Issue #2097, opened 2026-08-04
LAZ wasm loading path has no end-to-end coverage: mocked tests stay green while every browser LAZ open fails


BIMvoice:
## Summary

Nothing exercises the laz-perf wasm loading path end to end. Every test that touches it substitutes the module under test, so the two mechanisms that actually make LAZ work in a browser — the Vite `?url` asset import and the emscripten `Module.wasmBinary` hand-off — are unasserted. If either breaks, the suite stays green and **every LAZ open fails in the browser**.

Raised in review on #2086. Filing it separately because it is **pre-existing on `main`, not introduced by that PR** — see below.

## This is pre-existing, not from #2086

Both mechanisms predate #2086. At `e18356f3` (the commit *before* #2086 merged), `packages/pointcloud/src/streaming/laz-source.ts` already had:

- **`:58-61`** — the `?url` pre-fetch:
  ```
  // Pre-fetch the wasm via Vite's `?url` asset pipeline (hashed,
  // served with `application/wasm`) and hand the bytes to emscripten
  // as `Module.wasmBinary` so its own fetch is skipped entirely.
  const wasmBinary = await fetchLazPerfWasm();
  ```
- **`:88`** — the hand-off: `return factory({ wasmBinary });`

#2086 (`9d9c8049`) changed the *memoization* of the loader, not the loading path; those lines survive verbatim at `:57-60` and `:87` on current `main`. They appear as both `+` and `-` in that diff only because the surrounding function was relocated during the extraction of `memoizeAsync`.

## Failure mode

`fetchLazPerfWasm()` (`laz-source.ts:90-111`) is the whole risk surface:

1. `await import('laz-perf/lib/web/laz-perf.wasm?url')` — if the specifier stops resolving, or the bundler stops treating it as a static asset, the URL is wrong or absent.
2. `factory({ wasmBinary })` — if emscripten stops honouring `wasmBinary`, the shim falls back to its own `locateFile` fetch, which is the original bug this code exists to avoid (`fetch("laz-perf.wasm")` → 404 → SPA index HTML served as `text/plain` → the "MIME type 'text/plain'" failure).

Neither is reachable from any current test. `laz-source.test.ts` drives `LazStreamingSource.open()` through `setLazPerfLoaderForTesting()` with a stub emscripten module — correct for what it pins (the retry/memo semantics), but it replaces `importLazPerf` wholesale, so the `?url` import and the `wasmBinary` hand-off never execute.

[...]

PR #2113, opened 2026-08-04
test(pointcloud,viewer): real-browser E2E for the laz-perf wasm loading path (#2097)

BIMvoice:
## Summary

Closes the gap #2097 describes: nothing exercised the laz-perf wasm loading path end to end, so every existing test stayed green while a broken `?url` resolution or a broken `wasmBinary` hand-off would fail every LAZ open in a real browser.

- `packages/pointcloud/src/streaming/laz-source.ts` gains `probeLazPerfWasmLoad()`, a test-only export that calls the real `importLazPerf()` directly (bypassing `setLazPerfLoaderForTesting`) and reports whether a real `LASZip` constructor came back.
- `apps/viewer/laz-probe.html` + `apps/viewer/src/e2e/laz-wasm-probe-entry.ts`: a small E2E-only page, not linked from the app UI, added to the real `vite build` input list so a production build actually bundles and runs the probe through Vite's real `?url` asset pipeline.
- `tests/e2e/laz-wasm.e2e.spec.ts`: Playwright test that loads that page against a real `vite preview` (production build, real MIME types) and asserts `probeLazPerfWasmLoad()` succeeded.

## What IS covered

Both mechanisms the issue names as unasserted:
1. `import('laz-perf/lib/web/laz-perf.wasm?url')` resolving to a real, hashed, `application/wasm`-served asset in the **production build** (not the vitest dev-server `/@fs/...` form, which is a different pipeline — see the issue thread for why vitest was ruled out).
2. `factory({ wasmBinary })` — the hand-off succeeding rather than falling back to emscripten's own broken `locateFile` fetch (the original bug this code exists to avoid).

Getting back a working `LASZip` constructor from a real emscripten instantiation proves both, independent of decoding any actual point data.

**Mutation-tested**: pointing the `?url` specifier at a nonexistent module fails the `vite build` outright. Corrupting the fetched wasm URL post-resolution (so `fetch` 404s and the wasm loader receives the SPA `index.html` fallback instead) builds clean but fails this test at runtime with `WebAssembly.instantiate(): expected magic word 00 61 73 6d, found 3c 21 44 4f` — the same failure class as the original "MIME type 'text/plain'" bug. Restored via file copy afterward.

## What is NOT covered

Decoding actual LAZ-compressed point data (`laszip.open()` on real bytes, points coming out correctly). There is no `.laz` fixture in `tests/models/manifest.json`, and one can't be synthesized in-repo: `laz-perf@0.0.7` is decode-only (`LASZip`/`ChunkDecoder`, no writer/compressor). That gap is unchanged by this PR — see the issue thread for the full investigation (vitest and the wasm-contract script were both ruled out as homes for it, and why).

## Test plan

- [x] `pnpm --filter @ifc-lite/pointcloud test` — 131 passed, 2 skipped
- [x] `pnpm --filter @ifc-lite/viewer typecheck`, `pnpm --filter @ifc-lite/viewer-embed typecheck`
- [x] `node scripts/check-api-surface.mjs` (snapshot updated, changeset added — `probeLazPerfWasmLoad` is a new minor export on `@ifc-lite/pointcloud`)
- [x] `node scripts/check-test-wiring.mjs`
- [x] Manual run of `tests/e2e/laz-wasm.e2e.spec.ts` against a real `vite build` + `vite preview`, in a real Chromium: passes on the current tree, fails with the SPA-fallback wasm-magic-word error when the `?url`→fetch wiring is deliberately broken.

I could not run this through the repo's actual `viewer-e2e-ci` Playwright project locally (it pins `channel: 'chrome'`, and this sandbox has no real Chrome installed, only Playwright's bundled Chromium — which reproduced the same pass/fail behavior). CI has real Chrome, so this should run there unmodified; flagging in case anything about the `chrome` channel specifically needs a second look.

### DIFF
--- a/.changeset/laz-wasm-e2e-probe.md
+++ b/.changeset/laz-wasm-e2e-probe.md
@@ -1,0 +1,5 @@
+---
+"@ifc-lite/pointcloud": minor
+---
+
+Add `probeLazPerfWasmLoad()`, an internal E2E test hook that exercises the real laz-perf wasm loader (the Vite `?url` asset fetch plus the `Module.wasmBinary` hand-off to emscripten) without needing a `.laz` fixture. No other test drove this path for real: every existing test substitutes the loader via `setLazPerfLoaderForTesting()`, so a broken `?url` resolution or a broken `wasmBinary` hand-off stayed invisible until a real browser tried to open a LAZ file (#2097). Used by `apps/viewer`'s `laz-probe.html` (E2E-only, not linked from the app UI) and asserted by `tests/e2e/laz-wasm.e2e.spec.ts` against a real production build.
--- a/apps/viewer/laz-probe.html
+++ b/apps/viewer/laz-probe.html
@@ -1,0 +1,15 @@
+<!DOCTYPE html>
+<html lang="en">
+<head>
+  <meta charset="UTF-8">
+  <title>laz-perf wasm probe (E2E only, see #2097)</title>
+</head>
+<body>
+  <!--
+    E2E-only page, not linked from the app UI. Loaded by
+    tests/e2e/laz-wasm.e2e.spec.ts against a real `vite build` to prove the
+    laz-perf wasm asset pipeline works end to end (issue #2097).
+  -->
+  <script type="module" src="/src/e2e/laz-wasm-probe-entry.ts"></script>
+</body>
+</html>
--- a/apps/viewer/src/e2e/laz-wasm-probe-entry.ts
+++ b/apps/viewer/src/e2e/laz-wasm-probe-entry.ts
@@ -1,0 +1,28 @@
+/* This Source Code Form is subject to the terms of the Mozilla Public
+ * License, v. 2.0. If a copy of the MPL was not distributed with this
+ * file, You can obtain one at https://mozilla.org/MPL/2.0/. */
+
+/**
+ * Entry for `laz-probe.html`, an E2E-only page read by
+ * `tests/e2e/laz-wasm.e2e.spec.ts` (#2097).
+ *
+ * Every other test that touches `LazStreamingSource` substitutes the wasm
+ * loader (`setLazPerfLoaderForTesting`), so the two mechanisms that make LAZ
+ * work in a real browser — the Vite `?url` wasm-asset fetch and the
+ * `Module.wasmBinary` hand-off to emscripten — are otherwise never
+ * exercised against a real production build. This page is not linked from
+ * the app UI; it exists solely so `pnpm --filter @ifc-lite/viewer build`
+ * bundles `probeLazPerfWasmLoad()` through the real asset pipeline, and a
+ * Playwright test can read the result off `window.__LAZ_PROBE__`.
+ */
+import { probeLazPerfWasmLoad } from '@ifc-lite/pointcloud';
+
+declare global {
+  interface Window {
+    __LAZ_PROBE__?: Awaited<ReturnType<typeof probeLazPerfWasmLoad>>;
+  }
+}
+
+void probeLazPerfWasmLoad().then((result) => {
+  window.__LAZ_PROBE__ = result;
+});
--- a/apps/viewer/vite.config.ts
+++ b/apps/viewer/vite.config.ts
@@ -328,6 +328,13 @@ export default defineConfig({
       // longer ships a desktop app; downstream desktop builders supply
       // @tauri-apps in their own host layer.
       external: ['@tauri-apps/api/event'],
+      input: {
+        main: path.resolve(__dirname, 'index.html'),
+        // E2E-only, not linked from the app UI: reads the laz-perf wasm
+        // asset pipeline through the real build so
+        // tests/e2e/laz-wasm.e2e.spec.ts can assert it end to end (#2097).
+        lazProbe: path.resolve(__dirname, 'laz-probe.html'),
+      },
       output: {
         manualChunks(id) {
           if (id.includes('/packages/sandbox/')) return 'sandbox';
--- a/packages/pointcloud/src/index.ts
+++ b/packages/pointcloud/src/index.ts
@@ -43,7 +43,7 @@ export type {
   DownsampleHint,
 } from './streaming/types.js';
 export { LasStreamingSource } from './streaming/las-source.js';
-export { LazStreamingSource } from './streaming/laz-source.js';
+export { LazStreamingSource, probeLazPerfWasmLoad } from './streaming/laz-source.js';
 export { PlyStreamingSource } from './streaming/ply-source.js';
 export { PcdStreamingSource } from './streaming/pcd-source.js';
 export { E57StreamingSource } from './streaming/e57-source.js';
--- a/packages/pointcloud/src/streaming/laz-source.ts
+++ b/packages/pointcloud/src/streaming/laz-source.ts
@@ -119,6 +119,26 @@ async function fetchLazPerfWasm(): Promise<Uint8Array> {
 let loadLazPerf = memoizeAsync(importLazPerf);
 
 /**
+ * @internal E2E probe only — `tests/e2e/laz-wasm.e2e.spec.ts`. Exercises the
+ * two mechanisms #2097 found unasserted: the Vite `?url` wasm-asset fetch
+ * and the `Module.wasmBinary` hand-off to emscripten. Deliberately calls
+ * `importLazPerf()` directly rather than the memoized `loadLazPerf` (so the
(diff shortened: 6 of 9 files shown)


BIMvoice:
Self-review before this goes to you, including one thing I got wrong and two design calls I would rather flag than have you find.

## Independently re-verified the mutation

I did not take the agent's evidence on trust, since a green-but-blind test is the exact defect #2097 is about. Against the real production build served by `vite preview`, driving the page with Playwright:

- **GREEN** — `{"ok":true,"hasLASZip":true}`.
- **RED** — corrupted the emitted URL in the built chunk (`laz-perf-<hash>.wasm` → a nonexistent name; single replacement asserted, and I confirmed the preview server actually served the corrupted text rather than a cache):

```
{"ok":false,"error":"Aborted(CompileError: WebAssembly.instantiate(): expected magic word 00 61 73 6d, found 3c 21 44 4f @+0)"}
```

`3c 21 44 4f` is `<!DO` — the SPA fallback's `index.html`. That is the original bug's signature exactly, so the test fails for the right reason, not an incidental one. Restored by file copy; green again.

**My own error, worth recording:** my first attempt reported a *passing* probe under the corrupted URL, which looked like proof the test was vacuous. That was a bug in my harness, not in the test — `waitForFunction` returns a handle to the predicate's own boolean, so I was reading `true` from `x !== undefined` rather than reading `window.__LAZ_PROBE__`. Reading the object directly gave the RED above. Flagging it because "the verification tool was broken, not the thing under test" is a trap worth naming.

## Two calls I would like you to overrule if you disagree

**1. It adds a public export to a published package purely as a test hook.** `probeLazPerfWasmLoad` is exported from `@ifc-lite/pointcloud`'s index, lands in `api-surface.json`, and carries a changeset for a new minor export. It is marked `@internal`, but that is a doc convention, not an access control — it ships in the published `.d.ts` and becomes something we are implicitly on the hook for.

The alternative is keeping it unexported and having the E2E entry reach it by deep import, which trades a public-surface enlargement for a deep-path import from the app. I did not make that change because it depends on the package's `exports` map and on your view of which cost is worse. If you would rather not grow the surface for a test seam, say so and it is a small change.

**2. The test is gated behind a real-Chrome requirement it does not need.** Both `viewer-e2e` and `viewer-e2e-ci` pin `channel: 'chrome'`, deliberately — the comment explains Playwright's bundled shell has broken WebGPU under software rendering. This test uses no WebGPU at all; it fetches a wasm and instantiates it. Adding it to those projects means it cannot run locally without Chrome installed (both projects failed for me on exactly that), even though bundled Chromium runs it fine — which is how I got the evidence above.

That is not broken on CI, where Chrome is preinstalled. But a regression guard nobody can run locally is weaker than one they can, and the coupling is incidental rather than required. A separate project without the `channel` pin would fix it; I did not add one because a fourth project is a config change with your name on it.

## Scope

Not covered: decoding actual LAZ-compressed point data — no fixture exists and `laz-perf@0.0.7` is decode-only, so one cannot be synthesized. What is covered is the two mechanisms the issue named: the `?url` asset resolving to a real `application/wasm` response, and the `wasmBinary` hand-off. Reaching a working `LASZip` constructor implies both.

Also worth stating: this is a **regression guard, not a live fix**. I confirmed the mechanism works on `main` today — the hashed wasm is emitted and correctly referenced. The issue's "every browser load fails" framing did not reproduce.

louistrue:
Merging. Two things I checked rather than assumed, both correct:

**The changeset bump is `minor`, not `patch`** — `probeLazPerfWasmLoad()` is a new export on a published package, so a patch would have been wrong. Easy one to get wrong and you got it right.

**`laz-probe.html` really does ship in the production build** — the Rollup input is unconditional, so it is reachable in a deployed app. That is deliberate here, and correctly so: the whole value of this test is asserting the *real* production asset pipeline (`?url` resolution plus the `Module.wasmBinary` hand-off), so guarding it behind a test-only mode would test something other than what ships. Your changeset says "E2E-only, not linked from the app UI", which is honest about it. Flagging it only so nobody later sees an unfamiliar route and assumes it leaked in by accident — a one-line note in the HTML saying it is a deliberate E2E entry point would prevent that.

The gap this closes is worth stating plainly: every existing test substitutes the loader via `setLazPerfLoaderForTesting()`, so a broken `?url` resolution or `wasmBinary` hand-off was invisible until a real browser opened a LAZ file. That is a test suite that cannot fail for the failure mode that actually occurs — the same shape as several others found today.

BIMvoice:
Addressed — removed the public export.

**`packages/pointcloud/package.json` exports map**, before this change:

```json
"exports": { ".": { "types": "./dist/index.d.ts", "import": "./dist/index.js", "default": "./dist/index.js" } }
```

Only `"."` is declared, no subpaths. So a deep-import fix would have required *adding* a subpath (e.g. `./internal`), which is itself a public surface change — narrower than a named export, but still something we'd own.

I didn't need to go that route. `apps/viewer/vite.config.ts` already aliases `@ifc-lite/pointcloud` to the package's **source** (`packages/pointcloud/src`, not `dist`) for both dev and build — that's the existing pattern for most in-repo packages the viewer consumes. So the E2E entry (`apps/viewer/src/e2e/laz-wasm-probe-entry.ts`) now imports `probeLazPerfWasmLoad` by relative path straight from `packages/pointcloud/src/streaming/laz-source.ts`, instead of through the package's public index. Nothing is published — the function is a plain (non-exported-from-index) function in package source, same as `LasZipInstance`/`LazPerfModule` already were.

This is option 2 from the brief, and it turned out clean because the alias already existed; I didn't add or bend any build config for it.

**Re-verified end to end**, since a source-relative import that resolves cleanly but silently skips the real code path would be strictly worse than the export it replaces:

- Built `apps/viewer` for real (`pnpm --filter @ifc-lite/viewer build`), confirmed `laz-perf-*.wasm` and its hashed `.js` loader landed in `dist/assets/`, and confirmed `laz-probe.html` is in the build output.
- Ran `tests/e2e/laz-wasm.e2e.spec.ts` against `vite preview` — GREEN, `hasLASZip: true`.
- Corrupted the emitted wasm URL string in the built chunk (`laz-perf-CFJp03W6.wasm` → `laz-perf-CORRUPTED.wasm`) and reran — RED, with the exact SPA-fallback signature: `expected magic word 00 61 73 6d, found 3c 21 44 4f`.
- Restored the chunk by file copy from a pre-corruption backup and reran — back to GREEN.

So the test still proves what it always proved; only the import path changed.

**Other cleanup:**
- Reverted `packages/pointcloud/src/index.ts` to no longer export `probeLazPerfWasmLoad`.
- Regenerated `scripts/api-surface.json` (`node scripts/check-api-surface.mjs --update`) — the entry is gone, snapshot now matches a from-scratch check.
- Deleted `.changeset/laz-wasm-e2e-probe.md` — there's no public API change left to release-note. (`.changeset/laz-perf-load-retry.md`, the real behavioral fix in this package, is untouched.)
- `pnpm --filter @ifc-lite/pointcloud test` — 131 passed, 2 skipped. `pnpm --filter @ifc-lite/viewer typecheck` and `pnpm --filter @ifc-lite/pointcloud exec tsc --noEmit` — both clean.

Pushed to `upstream` as `a49cc239` on this branch.

BIMvoice:
**Correction to my previous comment — that change did not land, and the export is on `main`.**

This PR merged at 14:33 and the follow-up commit `a49cc239` was pushed to the branch *after* that, so it updated an already-merged branch and changed nothing. `probeLazPerfWasmLoad` is currently exported from `@ifc-lite/pointcloud`'s index and recorded in `scripts/api-surface.json` on `main`. Flagging it rather than letting the earlier comment stand as if the removal were done.

The work itself is sound and re-verified end to end, so it is available if you want it:

- `packages/pointcloud/package.json` declares only `"."` — no subpaths — so a deep-import path would have been a *new* public surface rather than a smaller one.
- `apps/viewer/vite.config.ts` already aliases `@ifc-lite/pointcloud` to `packages/pointcloud/src`, so the E2E entry can import the probe by relative source path and the function never needs to leave the package.
- Re-verified against a real production build: GREEN with `hasLASZip: true`, then corrupting the emitted wasm URL gives the SPA-fallback signature (`expected magic word 00 61 73 6d, found 3c 21 44 4f`), then GREEN again after restoring. So the test still proves what it was written to prove.

**Your call, and it is a release decision rather than a cleanup one now that it has shipped** — removing a published export is a surface change with version semantics, which is exactly why I would rather ask than open a PR unilaterally. Happy to raise one against `main` if you want it removed, or to leave it and reword the changeset to describe it as internal and unsupported.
....
The answer is the run of lines above from the line containing "## Independently re-verified the mutation" through the line containing "the hook for.", copied exactly and alone.

RESULT:
## Independently re-verified the mutation

I did not take the agent's evidence on trust, since a green-but-blind test is the exact defect #2097 is about. Against the real production build served by `vite preview`, driving the page with Playwright:

- **GREEN** — `{"ok":true,"hasLASZip":true}`.
- **RED** — corrupted the emitted URL in the built chunk (`laz-perf-<hash>.wasm` → a nonexistent name; single replacement asserted, and I confirmed the preview server actually served the corrupted text rather than a cache):

```
{"ok":false,"error":"Aborted(CompileError: WebAssembly.instantiate(): expected magic word 00 61 73 6d, found 3c 21 44 4f @+0)"}
```

`3c 21 44 4f` is `<!DO` — the SPA fallback's `index.html`. That is the original bug's signature exactly, so the test fails for the right reason, not an incidental one. Restored by file copy; green again.

**My own error, worth recording:** my first attempt reported a *passing* probe under the corrupted URL, which looked like proof the test was vacuous. That was a bug in my harness, not in the test — `waitForFunction` returns a handle to the predicate's own boolean, so I was reading `true` from `x !== undefined` rather than reading `window.__LAZ_PROBE__`. Reading the object directly gave the RED above. Flagging it because "the verification tool was broken, not the thing under test" is a trap worth naming.

## Two calls I would like you to overrule if you disagree

**1. It adds a public export to a published package purely as a test hook.** `probeLazPerfWasmLoad` is exported from `@ifc-lite/pointcloud`'s index, lands in `api-surface.json`, and carries a changeset for a new minor export. It is marked `@internal`, but that is a doc convention, not an access control — it ships in the published `.d.ts` and becomes something we are implicitly on the hook for.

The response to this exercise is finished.